**Directions for this task:**
When the line containing "helpers were declared" appears in the entries below, begin printing there and stop after the line containing "buf + (cur &"; print each of those lines exactly and no other line.

**Material to process:**
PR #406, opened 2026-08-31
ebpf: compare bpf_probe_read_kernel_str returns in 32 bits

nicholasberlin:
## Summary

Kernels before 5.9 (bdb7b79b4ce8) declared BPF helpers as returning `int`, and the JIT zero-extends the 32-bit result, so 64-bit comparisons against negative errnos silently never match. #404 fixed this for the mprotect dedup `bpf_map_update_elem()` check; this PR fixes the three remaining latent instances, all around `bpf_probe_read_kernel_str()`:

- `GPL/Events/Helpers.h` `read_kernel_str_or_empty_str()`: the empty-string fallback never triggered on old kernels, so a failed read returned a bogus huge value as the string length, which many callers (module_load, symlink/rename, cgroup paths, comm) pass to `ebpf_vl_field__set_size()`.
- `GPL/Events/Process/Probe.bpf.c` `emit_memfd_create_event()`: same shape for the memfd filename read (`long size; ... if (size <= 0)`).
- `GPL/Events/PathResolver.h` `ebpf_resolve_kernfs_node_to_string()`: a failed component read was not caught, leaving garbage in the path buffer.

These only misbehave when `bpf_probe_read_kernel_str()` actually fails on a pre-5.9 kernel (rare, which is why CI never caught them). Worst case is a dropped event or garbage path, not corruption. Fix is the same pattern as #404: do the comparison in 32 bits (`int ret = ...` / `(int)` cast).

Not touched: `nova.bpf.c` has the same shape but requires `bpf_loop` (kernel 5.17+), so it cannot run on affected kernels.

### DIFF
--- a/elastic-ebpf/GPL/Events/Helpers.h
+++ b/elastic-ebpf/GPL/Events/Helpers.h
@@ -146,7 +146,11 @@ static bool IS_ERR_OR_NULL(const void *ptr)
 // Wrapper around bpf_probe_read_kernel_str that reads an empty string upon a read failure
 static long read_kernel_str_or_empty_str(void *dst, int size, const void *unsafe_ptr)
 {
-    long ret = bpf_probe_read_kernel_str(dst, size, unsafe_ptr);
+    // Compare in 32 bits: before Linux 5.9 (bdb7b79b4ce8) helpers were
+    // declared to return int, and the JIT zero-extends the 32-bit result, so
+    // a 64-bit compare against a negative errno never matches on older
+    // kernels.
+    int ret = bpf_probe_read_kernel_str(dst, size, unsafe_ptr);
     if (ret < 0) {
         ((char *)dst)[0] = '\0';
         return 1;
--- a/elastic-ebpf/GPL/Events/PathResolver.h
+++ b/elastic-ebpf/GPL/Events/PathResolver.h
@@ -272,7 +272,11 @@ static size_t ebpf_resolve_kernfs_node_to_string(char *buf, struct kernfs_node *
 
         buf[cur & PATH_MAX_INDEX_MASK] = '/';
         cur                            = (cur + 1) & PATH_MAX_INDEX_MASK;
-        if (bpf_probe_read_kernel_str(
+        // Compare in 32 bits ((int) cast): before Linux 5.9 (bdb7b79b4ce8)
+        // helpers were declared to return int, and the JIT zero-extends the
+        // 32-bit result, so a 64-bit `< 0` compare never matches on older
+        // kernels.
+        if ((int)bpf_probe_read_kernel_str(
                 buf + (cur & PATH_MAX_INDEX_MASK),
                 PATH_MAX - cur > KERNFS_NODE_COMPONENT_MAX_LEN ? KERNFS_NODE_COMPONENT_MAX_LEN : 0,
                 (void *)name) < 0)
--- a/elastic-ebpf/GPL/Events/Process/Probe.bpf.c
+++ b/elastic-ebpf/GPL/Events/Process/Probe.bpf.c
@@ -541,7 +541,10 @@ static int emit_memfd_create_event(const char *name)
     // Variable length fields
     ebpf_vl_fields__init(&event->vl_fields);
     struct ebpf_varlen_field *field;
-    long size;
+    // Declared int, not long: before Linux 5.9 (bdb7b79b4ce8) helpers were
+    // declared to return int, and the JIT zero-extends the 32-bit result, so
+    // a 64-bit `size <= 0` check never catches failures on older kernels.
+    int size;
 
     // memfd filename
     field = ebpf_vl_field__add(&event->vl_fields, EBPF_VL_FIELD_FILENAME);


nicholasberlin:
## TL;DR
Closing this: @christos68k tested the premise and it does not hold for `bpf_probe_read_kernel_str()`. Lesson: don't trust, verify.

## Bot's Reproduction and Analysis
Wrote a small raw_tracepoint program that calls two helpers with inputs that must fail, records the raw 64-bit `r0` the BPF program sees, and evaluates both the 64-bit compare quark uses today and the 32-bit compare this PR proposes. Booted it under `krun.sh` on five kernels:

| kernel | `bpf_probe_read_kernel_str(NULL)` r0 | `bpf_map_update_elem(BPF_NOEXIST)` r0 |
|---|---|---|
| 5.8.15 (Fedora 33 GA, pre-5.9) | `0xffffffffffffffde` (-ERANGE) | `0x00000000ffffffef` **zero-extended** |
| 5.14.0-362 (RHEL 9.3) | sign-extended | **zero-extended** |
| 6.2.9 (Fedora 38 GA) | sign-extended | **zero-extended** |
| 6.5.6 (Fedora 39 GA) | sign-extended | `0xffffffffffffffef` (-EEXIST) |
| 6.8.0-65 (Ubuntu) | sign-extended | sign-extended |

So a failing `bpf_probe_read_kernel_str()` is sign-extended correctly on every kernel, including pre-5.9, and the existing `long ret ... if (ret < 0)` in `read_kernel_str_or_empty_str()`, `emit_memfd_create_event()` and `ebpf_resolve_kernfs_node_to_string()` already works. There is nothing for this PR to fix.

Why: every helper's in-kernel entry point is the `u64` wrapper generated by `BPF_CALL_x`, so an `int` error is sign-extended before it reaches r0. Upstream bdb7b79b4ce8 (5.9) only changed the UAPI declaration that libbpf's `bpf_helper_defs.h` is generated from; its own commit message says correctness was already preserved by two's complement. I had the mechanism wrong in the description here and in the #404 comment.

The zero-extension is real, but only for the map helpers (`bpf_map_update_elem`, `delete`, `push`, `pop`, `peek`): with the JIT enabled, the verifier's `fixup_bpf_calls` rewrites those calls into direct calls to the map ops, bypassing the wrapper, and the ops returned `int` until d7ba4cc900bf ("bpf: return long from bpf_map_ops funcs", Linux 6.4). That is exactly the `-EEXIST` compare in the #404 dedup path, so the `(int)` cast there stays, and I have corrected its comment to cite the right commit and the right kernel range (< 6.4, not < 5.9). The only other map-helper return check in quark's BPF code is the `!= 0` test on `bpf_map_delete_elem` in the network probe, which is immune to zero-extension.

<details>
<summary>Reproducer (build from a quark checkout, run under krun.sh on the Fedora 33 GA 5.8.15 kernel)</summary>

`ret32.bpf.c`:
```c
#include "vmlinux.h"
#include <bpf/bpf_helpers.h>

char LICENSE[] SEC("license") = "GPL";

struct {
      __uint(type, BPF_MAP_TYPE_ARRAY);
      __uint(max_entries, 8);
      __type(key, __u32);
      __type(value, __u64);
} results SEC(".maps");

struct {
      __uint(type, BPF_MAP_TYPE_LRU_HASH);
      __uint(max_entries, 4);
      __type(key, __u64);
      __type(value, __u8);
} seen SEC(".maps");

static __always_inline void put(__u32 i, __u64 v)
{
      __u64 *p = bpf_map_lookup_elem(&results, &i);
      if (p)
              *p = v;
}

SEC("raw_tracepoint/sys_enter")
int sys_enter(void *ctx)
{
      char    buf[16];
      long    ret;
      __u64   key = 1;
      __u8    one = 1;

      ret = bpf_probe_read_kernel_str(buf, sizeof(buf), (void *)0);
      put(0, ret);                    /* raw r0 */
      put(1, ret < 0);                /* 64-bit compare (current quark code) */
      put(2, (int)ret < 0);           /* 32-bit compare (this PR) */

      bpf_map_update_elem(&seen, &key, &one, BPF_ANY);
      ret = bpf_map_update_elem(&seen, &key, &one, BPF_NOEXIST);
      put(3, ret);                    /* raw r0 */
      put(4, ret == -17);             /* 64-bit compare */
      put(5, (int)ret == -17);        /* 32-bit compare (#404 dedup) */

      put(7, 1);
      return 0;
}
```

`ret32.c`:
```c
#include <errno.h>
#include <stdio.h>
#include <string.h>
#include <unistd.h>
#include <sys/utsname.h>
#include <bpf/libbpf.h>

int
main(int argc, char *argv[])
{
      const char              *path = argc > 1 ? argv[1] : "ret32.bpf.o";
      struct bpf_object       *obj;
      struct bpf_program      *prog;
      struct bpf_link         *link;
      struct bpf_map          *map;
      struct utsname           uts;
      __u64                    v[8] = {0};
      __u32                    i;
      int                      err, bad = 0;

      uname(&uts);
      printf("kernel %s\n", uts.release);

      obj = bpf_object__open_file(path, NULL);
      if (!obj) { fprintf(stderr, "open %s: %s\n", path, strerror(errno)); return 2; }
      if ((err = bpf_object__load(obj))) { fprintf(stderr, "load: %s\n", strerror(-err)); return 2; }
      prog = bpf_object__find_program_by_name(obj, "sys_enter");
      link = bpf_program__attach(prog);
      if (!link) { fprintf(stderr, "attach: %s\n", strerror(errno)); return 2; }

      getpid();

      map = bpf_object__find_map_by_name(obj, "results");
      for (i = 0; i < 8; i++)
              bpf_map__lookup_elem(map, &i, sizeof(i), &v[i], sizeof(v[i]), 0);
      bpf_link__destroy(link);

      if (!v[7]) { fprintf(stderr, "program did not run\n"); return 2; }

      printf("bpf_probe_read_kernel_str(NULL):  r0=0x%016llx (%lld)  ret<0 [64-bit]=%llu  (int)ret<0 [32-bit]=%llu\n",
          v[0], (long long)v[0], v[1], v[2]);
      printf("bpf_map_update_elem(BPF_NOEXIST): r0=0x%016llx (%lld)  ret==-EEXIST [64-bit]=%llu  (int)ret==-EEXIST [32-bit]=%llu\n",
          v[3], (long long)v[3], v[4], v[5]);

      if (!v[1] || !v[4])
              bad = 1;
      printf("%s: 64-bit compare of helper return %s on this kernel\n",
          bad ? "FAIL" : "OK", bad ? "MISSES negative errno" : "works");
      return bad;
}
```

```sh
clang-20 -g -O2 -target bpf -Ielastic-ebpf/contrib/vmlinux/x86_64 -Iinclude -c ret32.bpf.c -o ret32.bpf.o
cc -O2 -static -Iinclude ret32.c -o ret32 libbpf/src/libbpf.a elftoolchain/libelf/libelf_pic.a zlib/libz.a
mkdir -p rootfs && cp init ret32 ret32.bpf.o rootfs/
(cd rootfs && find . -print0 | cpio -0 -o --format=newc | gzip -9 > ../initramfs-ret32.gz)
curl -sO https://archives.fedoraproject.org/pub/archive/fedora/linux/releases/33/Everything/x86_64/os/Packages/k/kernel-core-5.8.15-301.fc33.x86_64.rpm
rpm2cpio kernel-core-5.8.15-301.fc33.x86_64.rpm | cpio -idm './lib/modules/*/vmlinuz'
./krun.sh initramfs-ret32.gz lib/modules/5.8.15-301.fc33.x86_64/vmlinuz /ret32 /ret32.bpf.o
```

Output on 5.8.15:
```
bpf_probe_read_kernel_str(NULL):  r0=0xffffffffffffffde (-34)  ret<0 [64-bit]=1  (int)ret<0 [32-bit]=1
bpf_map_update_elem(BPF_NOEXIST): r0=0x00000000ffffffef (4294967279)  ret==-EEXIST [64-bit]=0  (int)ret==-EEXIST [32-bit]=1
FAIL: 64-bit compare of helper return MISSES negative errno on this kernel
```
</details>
---
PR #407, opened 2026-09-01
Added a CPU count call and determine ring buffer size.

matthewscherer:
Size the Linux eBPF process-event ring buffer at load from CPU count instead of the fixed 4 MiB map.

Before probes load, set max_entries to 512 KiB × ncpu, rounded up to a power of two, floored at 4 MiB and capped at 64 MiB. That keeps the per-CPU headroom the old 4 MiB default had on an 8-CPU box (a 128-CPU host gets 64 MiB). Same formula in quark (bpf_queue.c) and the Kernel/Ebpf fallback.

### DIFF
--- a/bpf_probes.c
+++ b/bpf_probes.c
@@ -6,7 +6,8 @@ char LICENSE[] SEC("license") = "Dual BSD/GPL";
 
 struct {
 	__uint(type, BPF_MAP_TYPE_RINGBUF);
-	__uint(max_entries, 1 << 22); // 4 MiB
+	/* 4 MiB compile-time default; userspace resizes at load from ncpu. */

**Task answer:**
+        // helpers were declared to return int, and the JIT zero-extends the
+        // 32-bit result, so a 64-bit `< 0` compare never matches on older
+        // kernels.
+        if ((int)bpf_probe_read_kernel_str(
                 buf + (cur & PATH_MAX_INDEX_MASK),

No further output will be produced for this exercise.